Atsushi just nodded as he picked at his fingernails.

Swallowing passed the lump in his throat, his father pulled the photo from his hand and put it down on his desk, sliding it across towards Atsushi to see the smiling baby frozen in time. The baby was his niece; a young baby girl that his eldest sibling, his sister, had given birth to only six months ago. Her and her husband had been ecstatic, elated to the point of child-like giddiness when they had found out they were expecting and when Atsushi and his three older brothers had been told, their own excitement had joined theirs. All the children kept in close contact, and it had been up to Atsushi to keep their mother informed since he was the last one to remain in the Murasakibara nest, but when it came to their father, no one, not even he, wanted to keep the man in the loop.

"Cute, huh." Atsushi breathed out as he barely smiled at the photo of the happy, purple eyed baby with a shaggy mess of black hair splashed over her head.

His father sniffled, "Very... She looks like Hanaka did the day she was born." He said, pulling a tissue from its box that rested on the side of the desk.

Atsushi's brows lightly furrowed, "Y-You were there?"

His father nodded to buy him time to finish blowing his nose and dry his face.

"I was. I was there for all five of you and I remember each one as if they were yesterday." He said, drawing in a steady breath as he shifted his eyes down to look at the photo.

"R-Really?" Atsushi exhaled.

For as long as Atsushi could remember, since his first true memory, there was one thing that he couldn't recall ever seeing and that was his father smiling. However, as he sat there looking the man in the eye for the longest time in his life, that very man had begun to smile.

"Yes... The day you were born, it was the longest labor out of all of you. We were in the hospital for 37 hours and when you were finally born, you weighed 26 pounds. You were so big that the doctors had to do a C-Section, but despite that, you cried for only a second before falling asleep." His father said with his smile persisting through each word he spoke.

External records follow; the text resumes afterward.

PR #792, opened 2024-09-01
DDMakieExt: fix trying to set OldAxis values if there is no OldAxis

asinghvi17:
I'm surprised this doesn't seriously break workflows - just encountered this in GeoMakie.


rafaqz:
These are hacks, there need to be real ways to do this in LScene

PR #795, opened 2024-09-02
Make expand_dimensions definitions non ambiguous

asinghvi17:
cc @lazarusA

### DIFF
--- a/ext/DimensionalDataMakie.jl
+++ b/ext/DimensionalDataMakie.jl
@@ -380,6 +380,7 @@ Makie.plottype(::AbstractDimArray{<:Any,3}) = Makie.Volume
 # Makie.expand_dimensions(::Makie.PointBased, y::IntervalSets.AbstractInterval) = (keys(y), y)
 
 # Conversions
+# Generic conversion for arbitrary recipes that don't define a conversion trait
 function Makie.convert_arguments(t::Type{<:Makie.AbstractPlot}, A::AbstractDimMatrix)
     A1 = _prepare_for_makie(A)
     tr = Makie.conversion_trait(t, A)
@@ -390,6 +391,7 @@ function Makie.convert_arguments(t::Type{<:Makie.AbstractPlot}, A::AbstractDimMa
     end
     return xs, ys, last(Makie.convert_arguments(t, parent(A1)))
 end
+# PointBased conversions (scatter, lines, poly, etc)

"Who held me first?" Atsushi asked quietly, actually wanting to keep his father talking to see more of his smile.

"I did."

Atsushi's heart fluttered as his father's words sunk in, how his aged eyes that he had always seen dull and angry were actually uplifted and content. He looked like a different man, a man he had always wished his father to be, but sitting there across from him, seeing those new eyes, he had suddenly began to feel guilty.

"D-Dad... I'm sorry I didn't tell you that Hanaka had her baby. I-It's just... It's just-" Atsushi tried to find the words, but couldn't.

"I know... My children don't want to have anything to do with me and I only have myself to blame." His father said quietly.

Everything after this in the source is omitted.